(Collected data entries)
Start of Block

PR #1509, opened 2024-08-23
Numeric dict encoded values

vasukalariya:
# Description
Summarize the change.
For queries like `app_name=Bracecould | stats min(http_status)`, `http_status` which is a numeric dict encoded value was being treated as nonDeCol. Over [here](https://github.com/siglens/siglens/blob/ed6891239e65e973446a5f0783b75e32d911242b/pkg/segment/search/searchaggs.go#L988) there are no checks for int64 and float64 type values which also can be dict [encoded](https://github.com/siglens/siglens/blob/ed6891239e65e973446a5f0783b75e32d911242b/pkg/segment/reader/segread/segreader.go#L427). Added numeric stats accumulation similar to how its done over [here](https://github.com/siglens/siglens/blob/ed6891239e65e973446a5f0783b75e32d911242b/pkg/segment/search/searchaggs.go#L906).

End of Block

Report every line of the entries that carries the word "values".

• **Response to the task**:
Numeric dict encoded values
For queries like `app_name=Bracecould | stats min(http_status)`, `http_status` which is a numeric dict encoded value was being treated as nonDeCol. Over [here](https://github.com/siglens/siglens/blob/ed6891239e65e973446a5f0783b75e32d911242b/pkg/segment/search/searchaggs.go#L988) there are no checks for int64 and float64 type values which also can be dict [encoded](https://github.com/siglens/siglens/blob/ed6891239e65e973446a5f0783b75e32d911242b/pkg/segment/reader/segread/segreader.go#L427). Added numeric stats accumulation similar to how its done over [here](https://github.com/siglens/siglens/blob/ed6891239e65e973446a5f0783b75e32d911242b/pkg/segment/search/searchaggs.go#L906).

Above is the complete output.